[Form 4] Alzamend Neuro, Inc. Insider Trading Activity
Milton C. Ault III, a director and >10% owner of Alzamend Neuro, Inc. (ALZN), reported multiple transactions in September 2025. On 09/19/2025 he disposed of 77,009 common shares at $2.3485, leaving 8,260 shares beneficially owned indirectly through Ault Lending, LLC. On 09/22/2025 he converted Series B convertible preferred stock into 100,000 common shares at a conversion price of $2.32, bringing indirect beneficial ownership through Ault Lending to 108,260 shares. The filing also discloses additional indirect holdings: 11,068 shares held by Ault Life Sciences, Inc. and 61 shares held by Ault Life Sciences Fund, LLC. Derivative holdings include Series B preferred interests and several warrants held indirectly by Ault Lending, LLC.
- Conversion of Series B preferred into 100,000 common shares increases common-equity holdings indirectly held by Ault Lending, LLC
- Clear disclosure of indirect ownership through related entities (Ault Lending, Ault Life Sciences, Ault Life Sciences Fund) improves transparency
- Sale of 77,009 common shares on 09/19/2025 at $2.3485 represents insider disposition that reduces Ault-related shareholdings
- Potential dilution from outstanding warrants and convertible Series B preferred could affect existing shareholders if exercised or converted
Insights
TL;DR: Insider sold 77,009 shares and converted Series B preferred into 100,000 common shares, modestly changing indirect ownership.

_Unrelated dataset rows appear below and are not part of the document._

PR #1510, opened 2022-02-09
Update CSV merger to inject Volume Replication Operator CRDs

umangachapagain:
Volume Replication Operator CRDs are not owned by default.
Since it is the part of ocs-operator bundle, we manually
create a mock CSV for volume replication operator and allow
ocs-operator to assume ownership of it's resources.

### DIFF
--- a/deploy/bundle/manifests/volumereplication.crd.yaml
+++ b/deploy/bundle/manifests/volumereplication.crd.yaml
@@ -1,0 +1,165 @@
+---
+apiVersion: apiextensions.k8s.io/v1
+kind: CustomResourceDefinition
+metadata:
+  annotations:
+    controller-gen.kubebuilder.io/version: v0.4.1
+  name: volumereplications.replication.storage.openshift.io
+spec:
+  group: replication.storage.openshift.io
+  names:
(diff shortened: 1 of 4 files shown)


iamniting (approved):

deploy/bundle/manifests/volumereplication.crd.yaml
```diff
@@ -0,0 +1,165 @@
+---
+apiVersion: apiextensions.k8s.io/v1
```
Madhu-1, line 2: is this a duplicate copy of the CRD? if there are any changes in the CRD in the volume replication operator. Do the same changes need to be done here also?

umangachapagain: No. Changes go to Rook. We pull it from Rook image.

b-ranto: Rook pulls the CRDs from the volume-replication github repo (and so do we DS) so there is no need to update them in the rook repo.

b-ranto (approved):

umangachapagain:
These resources will be owned by Rook. No change required.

The 09/19 sale of 77,009 common shares at $2.3485 represents a clear disposition by a significant insider, reducing direct/indirect exposure held through related entities. The 09/22 conversion of Series B preferred into 100,000 common shares at $2.32 increases the number of common shares held indirectly by Ault Lending, LLC, affecting the composition of Ault-related ownership but not necessarily signaling a change in control. Reported warrant positions and the disclosed relationships among Ault-controlled entities consolidate voting and investment power and are relevant for calculating beneficial ownership and potential future dilution.
TL;DR: Transactions were executed by related entities; reporting clarifies indirect beneficial ownership and voting power.
The Form 4 clarifies that Ault Lending, Ault Life Sciences, Inc. and Ault Life Sciences Fund, LLC are vehicles through which Mr. Ault holds voting and investment power. This transparency is important for governance and beneficial ownership calculations. The conversion of Series B preferred to common stock and the existence of multiple warrants could affect future voting dynamics and dilution metrics; however, the filing shows these instruments are held indirectly, preserving the disclosure of actual control links.